PROBLEM:
Each line in the entries below that holds the string "parseInt" must be copied.

THE RECORDS:
-=-=-=-=-

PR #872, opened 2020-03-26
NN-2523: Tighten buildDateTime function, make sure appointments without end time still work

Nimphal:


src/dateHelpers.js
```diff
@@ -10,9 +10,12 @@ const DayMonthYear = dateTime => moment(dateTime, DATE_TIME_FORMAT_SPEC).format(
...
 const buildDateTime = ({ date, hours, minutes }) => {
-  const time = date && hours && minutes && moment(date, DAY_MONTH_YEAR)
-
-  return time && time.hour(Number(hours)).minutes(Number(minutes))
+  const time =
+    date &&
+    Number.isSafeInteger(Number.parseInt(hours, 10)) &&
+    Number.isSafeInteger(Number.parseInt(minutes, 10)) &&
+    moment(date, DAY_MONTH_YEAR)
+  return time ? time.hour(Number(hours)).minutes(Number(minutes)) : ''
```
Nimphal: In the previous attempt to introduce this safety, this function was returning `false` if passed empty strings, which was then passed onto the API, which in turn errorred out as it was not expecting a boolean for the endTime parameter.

-=-=-=-=-

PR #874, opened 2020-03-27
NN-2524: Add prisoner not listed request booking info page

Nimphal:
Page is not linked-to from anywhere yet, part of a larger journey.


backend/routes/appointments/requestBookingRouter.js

-=-=-=-=-

ANSWER AREA:
+    Number.isSafeInteger(Number.parseInt(hours, 10)) &&
+    Number.isSafeInteger(Number.parseInt(minutes, 10)) &&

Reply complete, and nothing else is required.